Zenker diverticulum originates from the posterior wall of the esophagus in a triangular area of weakness, limited inferiorly by the cricopharyngeus muscle and superiorly by the inferior constrictor muscles (ie, the Killian triangle). As the diverticulum enlarges, it tends to deviate from the midline, mostly to the left (Figure 36–5).
Zenker diverticulum results from either a lack of coordination between the pharyngeal contraction and the opening of the UES or a hypertensive UES (including cricopharyngeal spasm). Because of the increased intraluminal pressure, there is progressive herniation of mucosa and submucosa through the Killian triangle.
Dysphagia is the most common symptom. The regurgitation of undigested food from the diverticulum often occurs and can lead to aspiration both into the tracheobronchial tree and pneumonia. Patients frequently have halitosis and can hear gurgling sounds in the neck. About 30–50% of patients have associated GERD.
A barium swallow can clearly show the position and size of the diverticulum. It can also show a hiatal hernia.
Esophageal manometry can demonstrate a lack of coordination between the pharynx and the cricopharyngeus muscle, as well as a hypertensive UES. In addition, it can show a hypotensive LES and abnormal esophageal peristalsis. Ambulatory pH monitoring can determine whether abnormal esophageal acid exposure is present.
The differential diagnosis of Zenker diverticulum includes esophageal stricture, achalasia, esophageal cancer, and pneumonia.
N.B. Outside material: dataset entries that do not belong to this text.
PR #84, opened 2019-04-23
fedora-coreos-base: rm things with python deps

ajeddeloh:
This doesn't remove all things with python dependencies, just authconfig
and nfs-utils (replaced by nfs-utils-coreos).

Tested, works.

Addresses https://github.com/coreos/fedora-coreos-tracker/issues/123 and https://github.com/coreos/fedora-coreos-tracker/issues/121


ajeddeloh:
Tested, works.

PR #85, opened 2019-04-25
15coreos-root: run after coreos-populate-var.service

jlebon:
Otherwise `/var/roothome` might not have been created yet.

I didn't notice this before because we weren't fully cleaning out `/var`
in the image: coreos/coreos-assembler#494.


jlebon:
Ping? This should be an easy one to review.

arithx (approved):

PR #88, opened 2019-05-01
base: rm setools-console, policycoreutils-python

ajeddeloh:
Remove these as they depend on python

closes https://github.com/coreos/fedora-coreos-tracker/issues/122
closes https://github.com/coreos/fedora-coreos-tracker/issues/126


jlebon:
:no_entry_sign: :snake:

PR #89, opened 2019-05-06
overlay: add 40coreos-network dracut module

yuqi-zhang:
Add coreos-teardown-initramfs-network.service to run after ignition
has finished using initramfs networking, so NetworkManager properly
brings up ignition-configured networking in the real root. Otherwise
the initramfs network persists into the real root.

Note: I'm not sure what the correct priority is, so I made it 40 to match other services.
It shouldn't really matter since this service actually runs during `ExecStop` and
before `Before=initrd-switch-root.target`.

### DIFF
--- a/overlay/usr/lib/dracut/modules.d/40coreos-network/coreos-teardown-initramfs-network.service
+++ b/overlay/usr/lib/dracut/modules.d/40coreos-network/coreos-teardown-initramfs-network.service
@@ -1,0 +1,20 @@
+# Clean up the initramfs networking on first boot
+# so the real network is being brought up
+
+[Unit]
+Description=Tear down initramfs networking
+DefaultDependencies=false
+After=ignition-files.service
+
+# Make sure ExecStop= runs before we switch root
+Conflicts=initrd-switch-root.target umount.target
+Before=initrd-switch-root.target
+
+# Make sure if ExecStop= fails, the boot fails
+OnFailure=emergency.target
+OnFailureJobMode=isolate
+
+[Service]
+Type=oneshot
+RemainAfterExit=yes
+ExecStop=/usr/sbin/coreos-teardown-initramfs-network
--- a/overlay/usr/lib/dracut/modules.d/40coreos-network/coreos-teardown-initramfs-network.sh
+++ b/overlay/usr/lib/dracut/modules.d/40coreos-network/coreos-teardown-initramfs-network.sh
@@ -1,0 +1,16 @@
+#!/bin/bash
+set -euo pipefail
+
+# Clean up the interfaces set up in the initramfs
+# This mimics the behaviour of dracut's ifdown() in net-lib.sh
+# This script should be considered temporary. We eventually
+# want to move to NetworkManager based dracut modules. See:
+# https://github.com/dracutdevs/dracut/tree/master/modules.d/35network-manager
+if ! [ -z "$(ls /sys/class/net)" ]; then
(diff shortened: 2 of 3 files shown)


dustymabe:
so for RHCOS we have this in the ignition-dracut repo and for FCOS we have it here? should we merge those two strategies in the future?

overlay/usr/lib/dracut/modules.d/40coreos-network/coreos-teardown-initramfs-network.service
```diff
@@ -0,0 +1,20 @@
...
+[Unit]
+Description=Tear down initramfs networking
+DefaultDependencies=false
+After=ignition-files.service
+
+# Make sure ExecStop= runs before we switch root
+Conflicts=initrd-switch-root.target umount.target
+Before=initrd-switch-root.target
+
+# Make sure if ExecStart= fails, the boot fails
```
jlebon: This should read `ExecStop=`.

jlebon:
> should we merge those two strategies in the future?

Once RHCOS rebases to spec3, this will have to happen (i.e. it'll have to be part of the RHCOS `overlay/`). So it'll converge eventually. But yeah, could definitely do this now too.

yuqi-zhang:
Fixed up, thanks!

> should we merge those two strategies in the future?

And I would vote to do this after GA at the earliest, but I agree we should match the two eventually.

overlay/usr/lib/dracut/modules.d/40coreos-network/coreos-teardown-initramfs-network.sh
```diff
@@ -0,0 +1,13 @@
+#!/bin/bash
+set -euo pipefail
+
+# Clean up the interfaces set up in the initramfs
+# This mimics the behaviour of dracut's ifdown() in net-lib.sh
```
dustymabe: hmm - if it mimics that code then why not source it and run it directly rather than implement our own?

bgilbert:
For FCOS, at least, this is a temporary fix until we can move away from dracut's networking scripts.  In the meantime, I'm fine with merging it.

overlay/usr/lib/dracut/modules.d/40coreos-network/coreos-teardown-initramfs-network.sh
dustymabe: bump

yuqi-zhang: Sorry, this is the original function: https://github.com/dracutdevs/dracut/blob/master/modules.d/40network/net-lib.sh#L97
It does some things we don't necessarily need/want, and I recall having issues running it directly, so I opted to take a snippet of it.

yuqi-zhang: If you want I can look into making that work instead? I didn't think it was necessary. We are likely going to try to move for NM managed dracut networking. See: https://github.com/dracutdevs/dracut/tree/master/modules.d/35network-manager

dustymabe: ehh - if it's temporary then it's fine IMHO - should we mention that NM thing in a comment?

yuqi-zhang:
Rebased and added comment, feel free to merge

PR #387, opened 2020-05-06
overlay: 14NetworkManager-plugins: update comment in conf dropin

dustymabe:
There is an upstream proposal for fixing the bug referenced in the
configuration dropin. Let's link to the bug so we can follow and fix
it.


cgwalters (approved):

dustymabe:
Thanks @cgwalters!

PR #392, opened 2020-05-13
Add support for root device on multipath via `rd.multipath=default` kernel argument 

darkmuggle:
This provides for an ergonomic means for a user to enable multipath without having to manually define ugly kargs. When rd.multipath= is set for a "on" option, then the ostree mount units will use   `/dev/disk/by-label/dm-mpath-root` instead.
    
This can be tested with:
      `cosa run --kargs multipath=default --qemu-multipath`

### DIFF
--- a/overlay.d/05core/usr/lib/dracut/modules.d/40ignition-ostree/coreos-growpart
+++ b/overlay.d/05core/usr/lib/dracut/modules.d/40ignition-ostree/coreos-growpart
@@ -14,15 +14,37 @@ shift
 # The use of tail is to avoid errors from duplicate mounts;
 # this shouldn't happen for us but we're being conservative.
 src=$(findmnt -nvr -o SOURCE "$path" | tail -n1)
-majmin=$(findmnt -nvr -o MAJ:MIN "$path" | tail -n1)
-devpath=$(realpath "/sys/dev/block/$majmin")
-partition=$(cat "$devpath/partition")
-parent_path=$(dirname "$devpath")
-parent_device=/dev/$(basename "${parent_path}")
 
-# TODO: make this idempotent, and don't error out if
-# we can't resize.
-growpart "${parent_device}" "${partition}" || true
+if [[ "${src}" =~ "/dev/mapper" ]]; then
+    eval $(udevadm info --query property --export "${src}")
+    # get the partition, if any, and the name for the device mapper
+    partition="${ID_PART_ENTRY_NUMBER:-}"
+    dm_name="${DM_NAME//$partition/}"
+    # identify the type of device mapper.
+    subsystem=$(dmsetup info ${dm_name} -C -o subsystem --noheadings)
+
+    # for now, we only support multipath devices
+    if [ "${subsystem}" == "mpath" ] && [ -n "${partition}" ]; then
+        # growpart does not understand device mapper, instead of having sfdisk inform the kernel,
+        # use kpartx to inform the kernel and the device mapper linear maps.
+        echo ", +" | sfdisk --no-reread --no-tell-kernel --force -N "${ID_PART_ENTRY_NUMBER}" "/dev/mapper/${dm_name}"
+        kpartx -fu /dev/mapper/${dm_name}
+    else
+        echo "coreos-growpart: unsupported device-mapper target: ${dm_name}"
+        exit 0
+    fi
+else
+    # Handle traditional disk/partitions
+    majmin=$(findmnt -nvr -o MAJ:MIN "$path" | tail -n1)
+    devpath=$(realpath "/sys/dev/block/$majmin")
+    partition="${partition:-$(cat "$devpath/partition")}"
+    parent_path=$(dirname "$devpath")
+    parent_device=/dev/$(basename "${parent_path}")
+
+    # TODO: make this idempotent, and don't error out if
+    # we can't resize.
+    growpart "${parent_device}" "${partition}" || true
+fi
 
 eval $(blkid -o export "${src}")
 # TODO: Add XFS to https://github.com/systemd/systemd/blob/master/src/partition/growfs.c
--- a/overlay.d/05core/usr/lib/dracut/modules.d/40ignition-ostree/multipath-generator
+++ b/overlay.d/05core/usr/lib/dracut/modules.d/40ignition-ostree/multipath-generator
@@ -1,0 +1,83 @@
+#!/bin/bash
+# -*- mode: shell-script; indent-tabs-mode: nil; sh-basic-offset: 4; -*-
+# ex: ts=8 sw=4 sts=4 et filetype=sh
+
+# On a regular boot we rely on `/dev/disk/by-label/{boot,root} to exist.
+# However, if multipath is enabled, then automatic discovery of boot/root
+# gets racy. If the user has not put `rd.multipath` then generator exists
+# without making any modifications.
+
+set -e
+
+# Generators don't have logging right now
+# https://github.com/systemd/systemd/issues/15638
+exec 1>/dev/kmsg; exec 2>&1
+
+UNIT_DIR="${1:-/tmp}"
+mkdir -p "${UNIT_DIR}"
+
+skip() {
+    echo "multipath-generator: skipping root on multipath: ${@}"
+    exit 0
+}
+
+# Check if we expect multipath root. These are the commdline options
+# checked by Dracut in https://github.com/dracutdevs/dracut/blob/master/modules.d/90multipath/multipathd.service#L9-L12
+[ -f /etc/multipath.conf ] && mpath=1 || mpath=0
+
+for arg in $(</proc/cmdline);
+do
+    case "${arg}" in
+        multipath=off)                   skip "karg multipath=off";;
+        rd.multipath=0|rd.multipath=off) skip "karg rd.multipath=(0|off)";;
+        rd_NO_MULTIPATH)                 skip "karg rd_NO_MULTIPATH";;
+        root=*)                          skip "karg root= explicit";;
+        rd.multipath=*)                  mpath=1;;
+    esac
+done
+
+# Unless there is a multipath.conf and automatic multipath,
+# then bail.
+if [ "${mpath}" == "0" ]; then
+    echo "no indicator that multipath should be used"
+    exit 0
+fi
+
+echo "multipath-generator: requiring root to be on a multipath device"
+
+cat > /run/sysroot.env <<EOF
+ROOT_DEVICE_PATH=/dev/disk/by-label/dm-mpath-root
+EOF
+
+boot_device="dev-disk-by\x2dlabel-dm\x2dmpath\x2dboot.device"
+root_device="dev-disk-by\x2dlabel-dm\x2dmpath\x2droot.device"
+
+# Reconfigure ignition-diskful.target.d
+firstboot_cfg="${UNIT_DIR}/ignition-diskful.target.d"
+mkdir -p "${firstboot_cfg}"
+cat > "${firstboot_cfg}/ignition-mpath.conf" <<EOF
+# Added by multipath-generator
+[Unit]
+After=multipathd.service
+Wants=multipathd.service
+
+Requires=${boot_device}
+After=${boot_device}
+
+Requires=${root_device}
+After=${root_device}
+EOF
+
+# Reconfigure ignition-ostree-mount-subsequent-sysroot.service.d, which is
+# required by ignition-diskful-subsquent.target.
+secondboot_cfg="${UNIT_DIR}/ignition-ostree-mount-subsequent-sysroot.service.d"
+mkdir -p "${secondboot_cfg}"
+cat >> "${secondboot_cfg}/ignition-mpath.conf" <<EOF
+# Added by multipath-generator
+[Unit]
+After=multipathd.service
+Wants=multipathd.service
+
+After=${root_device}
+Requires=${root_device}
+EOF
--- a/overlay.d/05core/usr/lib/systemd/system-generators/coreos-boot-mount-generator
+++ b/overlay.d/05core/usr/lib/systemd/system-generators/coreos-boot-mount-generator
@@ -1,5 +1,5 @@
 #!/bin/bash
-
+export PATH="/usr/bin:/usr/sbin:${PATH}"
 set -euo pipefail
 
 # Generators don't have logging right now
@@ -7,6 +7,12 @@ set -euo pipefail
 exec 1>/dev/kmsg; exec 2>&1
 
 UNIT_DIR="${1:-/tmp}"
+
+# Turn out if you boot with "root=..." $UNIT_DIR is not writable.
+[ -w "${UNIT_DIR}" ] || {
+    echo "skipping coreos-boot-mount-generator: ${UNIT_DIR} is not writable"
+    exit 0
+}
 
 add_wants() {
     local name="$1"; shift
@@ -22,42 +28,54 @@ if findmnt --fstab /boot &>/dev/null; then
     exit 0
 fi
 
+# Generate mount units that work with device mapper. The traditional
+# device unit (dev-disk-by\x2dlabel...) does not work since it is not the
+# device that systemd will fsck. This code ensures that if the label
+# is backed by a device-mapper target the dev-mapper.*.device is used.
+mk_mount() {
+    local unit_name="${1}.mount"; shift
+    local label="${1}"; shift
+    local mount_pt="${1:-/$label}"
+    local path="/dev/disk/by-label/${label}"
+
+    eval $(udevadm info --query property --export "${path}")
+    device="$(systemd-escape ${path})"
+    if [ "${DM_NAME:-x}" != "x" ]; then
+        path="/dev/mapper/${DM_NAME}"
+        device="$(systemd-escape dev/mapper/${DM_NAME})"
+    fi
+    device="${device//-dev/dev}"
+    echo "coreos-boot-mount-generator: using ${device} for ${label} mount to ${mount_pt}"
+
+    cat > "${UNIT_DIR}/${unit_name}" <<EOF
+# Automatically created by coreos-boot-mount-generator
+[Unit]
+Description=CoreOS Dynamic Mount for ${mount_pt}
+Documentation=https://github.com/coreos/fedora-coreos-config
+
+Before=local-fs.target
+Requires=systemd-fsck@${device}.service
+After=systemd-fsck@${device}.service
+
+[Mount]
+What=${path}
+Where=${mount_pt}
+EOF
+
+    add_wants "${unit_name}"
+}
+
+
 # Don't create mount units for /boot or /boot/efi on live systems.
 # ConditionPathExists won't work here because conditions don't affect
 # the dependency on the underlying device unit.
 if [ ! -f /run/ostree-live ]; then
-    add_wants boot.mount
-    cat > "${UNIT_DIR}/boot.mount" <<EOF
-# Automatically created by coreos-boot-mount-generator
-[Unit]
-Description=Boot partition
-Documentation=https://github.com/coreos/fedora-coreos-config
-Before=local-fs.target
-Requires=systemd-fsck@dev-disk-by\x2dlabel-boot.service
-After=systemd-fsck@dev-disk-by\x2dlabel-boot.service
-
-[Mount]
-What=/dev/disk/by-label/boot
-Where=/boot
-EOF
+    mk_mount boot boot
 
     # Only mount the EFI System Partition on machines where it exists,
     # which are 1) machines actually booted through EFI, and 2) x86_64
     # when booted through BIOS.
     if [ "$(uname -m)" = "x86_64" -o -d /sys/firmware/efi ]; then
-        add_wants boot-efi.mount
-        cat > "${UNIT_DIR}/boot-efi.mount" <<EOF
-# Automatically created by coreos-boot-mount-generator
-[Unit]
-Description=EFI System Partition
-Documentation=https://github.com/coreos/fedora-coreos-config
-Before=local-fs.target
-Requires=systemd-fsck@dev-disk-by\x2dlabel-EFI\x2dSYSTEM.service
-After=systemd-fsck@dev-disk-by\x2dlabel-EFI\x2dSYSTEM.service
-
-[Mount]
-What=/dev/disk/by-label/EFI-SYSTEM
-Where=/boot/efi
-EOF
+        mk_mount boot-efi EFI-SYSTEM "/boot/efi"
     fi
 fi
--- a/overlay.d/05core/usr/lib/udev/rules.d/90-coreos-device-mapper.rules
+++ b/overlay.d/05core/usr/lib/udev/rules.d/90-coreos-device-mapper.rules
@@ -1,0 +1,20 @@
+ACTION=="remove", GOTO="dm_label_end"
+SUBSYSTEM!="block", GOTO="dm_label_end"
+KERNEL!="dm-*", GOTO="dm_label_end"
+
+# Ensure that the device mapper target is active
+ENV{DM_ACTIVATION}!="1", GOTO="dm_label_end"
+
+# Unless we have a label, skip
+ENV{ID_FS_LABEL_ENC}!="?*", GOTO="dm_label_end"
+
+# Only act on filesystems
+ENV{ID_FS_USAGE}!="filesystem", GOTO="dm_label_end"
+
+ENV{DM_MPATH}=="?*", \
+    ENV{DM_SUSPENDED}=="Active"
+    SYMLINK+="disk/by-label/dm-mpath-$env{ID_FS_LABEL_ENC}",
+    SYMLINK+="disk/by-uuid/dm-mpath-$env{ID_FS_UUID_ENC}"
+
+LABEL="dm_label_end"
+
--- a/overlay.d/05core/usr/lib/udev/rules.d/90-coreos-device-mapper.rules
+++ b/overlay.d/05core/usr/lib/udev/rules.d/90-coreos-device-mapper.rules
@@ -12,7 +12,7 @@ ENV{ID_FS_LABEL_ENC}!="?*", GOTO="dm_label_end"
 ENV{ID_FS_USAGE}!="filesystem", GOTO="dm_label_end"
 
 ENV{DM_MPATH}=="?*", \
-    ENV{DM_SUSPENDED}=="Active"
+    ENV{DM_SUSPENDED}=="Active",
     SYMLINK+="disk/by-label/dm-mpath-$env{ID_FS_LABEL_ENC}",
     SYMLINK+="disk/by-uuid/dm-mpath-$env{ID_FS_UUID_ENC}"
 
--- a/manifests/fedora-coreos-base.yaml
+++ b/manifests/fedora-coreos-base.yaml
@@ -16,7 +16,6 @@ initramfs-args:
   - --omit=nfs
   # Omit these since we don't use them
   - --omit=lvm
-  - --omit=multipath
   - --omit=iscsi
 
 # Be minimal
@@ -135,7 +134,7 @@ packages:
   - cifs-utils
   # Time sync
   - chrony
-  # Allow communication between sudo and SSSD 
+  # Allow communication between sudo and SSSD
   # for caching sudo rules by SSSD.
   # https://github.com/coreos/fedora-coreos-tracker/issues/445
   - libsss_sudo
--- a/overlay.d/05core/usr/lib/dracut/modules.d/40ignition-ostree/ignition-ostree-mount-firstboot-sysroot.service
+++ b/overlay.d/05core/usr/lib/dracut/modules.d/40ignition-ostree/ignition-ostree-mount-firstboot-sysroot.service
@@ -22,4 +22,5 @@ Before=ostree-prepare-root.service ignition-remount-sysroot.service
 [Service]
 Type=oneshot
 RemainAfterExit=yes
+EnvironmentFile=-/run/sysroot.env
 ExecStart=/usr/sbin/ignition-ostree-mount-sysroot
--- a/overlay.d/05core/usr/lib/dracut/modules.d/40ignition-ostree/ignition-ostree-mount-subsequent-sysroot.service
+++ b/overlay.d/05core/usr/lib/dracut/modules.d/40ignition-ostree/ignition-ostree-mount-subsequent-sysroot.service
@@ -21,4 +21,5 @@ Before=ostree-prepare-root.service
 [Service]
 Type=oneshot
 RemainAfterExit=yes
+EnvironmentFile=-/run/sysroot.env
 ExecStart=/usr/sbin/ignition-ostree-mount-sysroot
--- a/overlay.d/05core/usr/lib/dracut/modules.d/40ignition-ostree/ignition-ostree-mount-sysroot.sh
+++ b/overlay.d/05core/usr/lib/dracut/modules.d/40ignition-ostree/ignition-ostree-mount-sysroot.sh
@@ -7,7 +7,10 @@ set -euo pipefail
 # In the future this will be augmented with a check for whether
 # or not we've reprovisioned the rootfs, since we don't want to
 # force on prjquota there.
-rootpath=/dev/disk/by-label/root
+rootpath="${ROOT_DEVICE_PATH:-/dev/disk/by-label/root}"
+
+# If root is on a multipath device, we use that one.
+# this link is created by our own udev rule.
 if ! [ -b "${rootpath}" ]; then
   echo "ignition-ostree-mount-sysroot: Failed to find ${rootpath}" 1>&2
   exit 1
--- a/overlay.d/05core/usr/lib/dracut/modules.d/40ignition-ostree/module-setup.sh
+++ b/overlay.d/05core/usr/lib/dracut/modules.d/40ignition-ostree/module-setup.sh
@@ -59,6 +59,13 @@ install() {
         inst_script "$moddir/ignition-ostree-${x}-var.sh" "/usr/sbin/ignition-ostree-${x}-var"
     done
 
+    inst_simple \
+        /usr/lib/udev/rules.d/90-coreos-device-mapper.rules
+
+    inst_simple "$moddir/multipath-generator" \
+        "$systemdutildir/system-generators/multipath-generator"
+
+    # Disk support
     install_ignition_unit ignition-ostree-mount-firstboot-sysroot.service diskful
     install_ignition_unit ignition-ostree-mount-subsequent-sysroot.service diskful-subsequent
     inst_script "$moddir/ignition-ostree-mount-sysroot.sh" \


overlay.d/05core/usr/lib/dracut/modules.d/40ignition-ostree/coreos-growpart
```diff
@@ -11,12 +11,30 @@ set -euo pipefail
...
 
+
 # The use of tail is to avoid errors from duplicate mounts;
 # this shouldn't happen for us but we're being conservative.
 src=$(findmnt -nvr -o SOURCE "$path" | tail -n1)
 majmin=$(findmnt -nvr -o MAJ:MIN "$path" | tail -n1)
+
+
+# Detect if the device is on multipath and then _find_ the active target
+if [[ "${src}" =~ "/dev/mapper" ]]; then
```
darkmuggle, line 18: this does not work yet

overlay.d/05core/usr/lib/systemd/system-generators/coreos-boot-mount-generator
```diff
@@ -22,42 +22,52 @@ if findmnt --fstab /boot &>/dev/null; then
...
+    local mount_pt="/${1:-$label}"
+    local path="/dev/disk/by-label/${label}"
+
+    eval $(udevadm info --query property --export "${path}")
+    local device="dev-disk-by\x2dlabel-${label//-\x2d}"
+    if [ "${DM_NAME:-x}" != "x" ]; then
+        device="dev-mapper-${DM_NAME}"
+        path="/dev/mapper/${DM_NAME}"
+    fi
+    echo "***** coreos-boot-mount-generator: using ${device} for ${label} mount to ${mount_pt}"
```
darkmuggle: this is for debugging; will be dropped

darkmuggle:
@jlebon when used with https://github.com/coreos/ignition-dracut/pull/183 this works end-to-end

image.yaml
```diff
@@ -8,6 +8,7 @@ extra-kargs:
     # https://github.com/coreos/fedora-coreos-tracker/issues/292
     # https://fedoraproject.org/wiki/Changes/CGroupsV2
     - systemd.unified_cgroup_hierarchy=0
+    - rd.multipath=default
```
jlebon: Need to drop this too.

overlay.d/05core/usr/lib/systemd/system-generators/coreos-boot-mount-generator
```diff
@@ -22,42 +22,52 @@ if findmnt --fstab /boot &>/dev/null; then
...
-    add_wants boot.mount
-    cat > "${UNIT_DIR}/boot.mount" <<EOF
+mk_mount() {
+    local unit_name="${1}.mount"; shift
+    local label="${1}"; shift
+    local mount_pt="/${1:-$label}"
+    local path="/dev/disk/by-label/${label}"
+
+    eval $(udevadm info --query property --export "${path}")
+    local device="dev-disk-by\x2dlabel-${label//-\x2d}"
```
jlebon: Shouldn't that be

```suggestion
    local device="dev-disk-by\x2dlabel-${label/-/\x2d}"
```

?

overlay.d/05core/usr/lib/systemd/system-generators/coreos-boot-mount-generator
```diff
@@ -22,42 +22,52 @@ if findmnt --fstab /boot &>/dev/null; then
...
-# Don't create mount units for /boot or /boot/efi on live systems.
-# ConditionPathExists won't work here because conditions don't affect
-# the dependency on the underlying device unit.
-if [ ! -f /run/ostree-live ]; then
-    add_wants boot.mount
-    cat > "${UNIT_DIR}/boot.mount" <<EOF
+mk_mount() {
+    local unit_name="${1}.mount"; shift
+    local label="${1}"; shift
+    local mount_pt="/${1:-$label}"
```
jlebon: I think it'd be cleaner to pass the full mount point path instead.

jlebon (commented):
Just did a quick respin with this and I can confirm this fixes the `/boot` mount at least. `/boot/efi` doesn't get mounted though.

Only did a light review below. Need to play with it some more, though... let me ask a silly question: do you understand why fsck is failing without this? When I fsck manually it works fine:

```
# fsck.ext4 /dev/mapper/mpatha1
e2fsck 1.45.5 (07-Jan-2020)
boot: clean, 306/98304 files, 104701/393216 blocks
```

Haven't prodded much further though.

overlay.d/05core/usr/lib/systemd/system-generators/coreos-boot-mount-generator
darkmuggle: Intentional, but re-worked.

overlay.d/05core/usr/lib/systemd/system-generators/coreos-boot-mount-generator
darkmuggle: Done

darkmuggle:
Note: this does give a pattern to handle dm-raid on the root device as well. All we would need to do is to:
- add knowledge for software raid
- add a udev rule

overlay.d/05core/usr/lib/dracut/modules.d/40ignition-ostree/coreos-growpart
ashcrow: Should this PR be WIP?

overlay.d/05core/usr/lib/dracut/modules.d/40ignition-ostree/multipath-generator
```diff
@@ -0,0 +1,81 @@
+#!/bin/bash
+# -*- mode: shell-script; indent-tabs-mode: nil; sh-basic-offset: 4; -*-
+# ex: ts=8 sw=4 sts=4 et filetype=sh
+
+# On a regular boot we rely on `/dev/disk/by-label/{boot,root} to exist.
+# However, if multipath is enabled, then automatic discovery of boot/root
+# gets racy. If the user has not put `rd.multipath`
```
cgwalters: ... "then this generator exits without changing anything." ?

overlay.d/05core/usr/lib/systemd/system-generators/coreos-boot-mount-generator
```diff
@@ -22,42 +22,53 @@ if findmnt --fstab /boot &>/dev/null; then
...
+    local path="/dev/disk/by-label/${label}"
+
+    eval $(udevadm info --query property --export "${path}")
+    device="$(systemd-escape ${path})"
+    if [ "${DM_NAME:-x}" != "x" ]; then
+        path="/dev/mapper/${DM_NAME}"
+        device="$(systemd-escape dev/mapper/${DM_NAME})"
+    fi
+    device="${device//-dev/dev}"
+    echo "coreos-boot-mount-generator: using ${device} for ${label} mount to ${mount_pt}"
```
cgwalters, line 48: If we used uuids for the target filesystems, then we wouldn't need all of this right?

cgwalters (commented):
Overall looks OK, didn't dive into the details of parsing dmsetup etc. though.  I do suspect if we switched to using UUIDs we could basically just reuse all of the existing dracut infrastructure, right?

cgwalters:
Also forgot to say it seems clearer to title this work "Add support for root device on multipath" or so - the term *automatic* implies something stronger, but per discussion we require an opt-in kernel argument.  (And that will be set by `coreos-installer` right?  Probably convenient to test with e.g. `cosa run --kargs rd.multipath=default` too though)

darkmuggle:
> Overall looks OK, didn't dive into the details of parsing dmsetup etc. though. I do suspect if we switched to using UUIDs we could basically just reuse all of the existing dracut infrastructure, right?

Not likely. We would have the same racing condition around `/dev/disk/by-label` except with `/dev/disk/by-uuid`. The only way around this would be to use `/dev/mapper/<DM NAME>` or `/dev/disk/by-id/dm-mpath-<WWN>`.  In light of that, I've updated the UDEV rule to include creating `/dev/disk/by-uuid/dm-mpath-<UUID>`.

overlay.d/05core/usr/lib/systemd/system-generators/coreos-boot-mount-generator
darkmuggle: Not likely. We would have the same racing condition around /dev/disk/by-label except with /dev/disk/by-uuid. The only way around this would be to use /dev/mapper/<DM NAME> or /dev/disk/by-id/dm-mpath-<WWN>. In light of that, I've updated the UDEV rule to include creating /dev/disk/by-uuid/dm-mpath-<UUID>.

overlay.d/05core/usr/lib/dracut/modules.d/40ignition-ostree/multipath-generator
darkmuggle: Good catch, and updated.

overlay.d/05core/usr/lib/systemd/system-generators/coreos-boot-mount-generator
cgwalters: I guess my question is: if I use Anaconda and install onto a multipath system, why isn't there a race there too?

overlay.d/05core/usr/lib/dracut/modules.d/40ignition-ostree/coreos-growpart
darkmuggle: It works now. See the latest.

overlay.d/05core/usr/lib/systemd/system-generators/coreos-boot-mount-generator
darkmuggle: https://anaconda-installer.readthedocs.io/en/latest/multipath.html#how-anaconda-handles-multipath

tl;dr: Anaconda uses `/dev/mapper/<....>` and uses the multipath device for partitioning 

Per the docs, it would appear that root becomes `/dev/mapper/<NAME><PART>`

cgwalters: Oh wow hey docs!  Nice!  I've been thinking lately we should try to codify such an "internals" document - we have a lot of great stuff scattered around our PRs and commit messages, but not the same as that type of doc.

Anyways...hmm.  You're saying that the resulting `root=` kernel argument isn't `root=UUID=` but `root=/dev/mapper/...` ?  Would it help us to do the same?

cgwalters: To be clear, this isn't a blocker for merging necessarily, we can always clean up an implementation later.  But just thinking through this, doesn't it help us to know *which* multipath device is holding the rootfs via a karg like that instead of just `rd.multipath=1` ?

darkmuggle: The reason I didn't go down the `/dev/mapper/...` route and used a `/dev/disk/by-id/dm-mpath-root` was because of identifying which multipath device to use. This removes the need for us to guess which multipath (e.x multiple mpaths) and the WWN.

A sudden increase in pain and dysphagia symptoms or hematemesis in a patient with an existing Zenker diverticulum should raise suspicion for a squamous cell carcinoma arising within the diverticulum, which is a rare but reported event. Other diverticula can occur in the pharyngeal (pharyngeal pouch) and upper esophageal (Killiam–Jamieson diverticulum) areas and should be distinguished because the treatment is different.
The classic treatment consists of excision of the diverticulum and myotomy of the cricopharyngeus muscle, including the upper 3 cm of the posterior esophageal wall through a cervical incision. For small diverticula (ie, <2 cm), myotomy alone is sufficient.
In more recent years, transoral endoscopic management has gained popularity, using either rigid or flexible endoscopy. The wall of the diverticulum and the cricopharyngeus muscle is divided with a stapling device, electrocautery, or laser. Use of a stapling device has been preferred for diverticula between 3 and 6 cm because it effectively seals the cut edges of the wound as it divides the sac. The stapling device is mechanically limited in short segment (<3 cm) diverticula due to inability to advance the staple line to the end of the sac and thus incomplete division of the party wall, and this can also result in recurrence in patients with longer sacs. Division of short- and long-segment diverticula can be performed with CO2 laser or electrocautery, with some authors advocating mucosal closure with an endoscopic suturing device following division. Endoscopic injection of botulinum toxin into the cricopharyngeus has also been used with some success for small diverticula.
If GERD is present, it should be treated aggressively with either proton pump inhibitors or fundoplication in order to avoid aspiration into the tracheobronchial tree.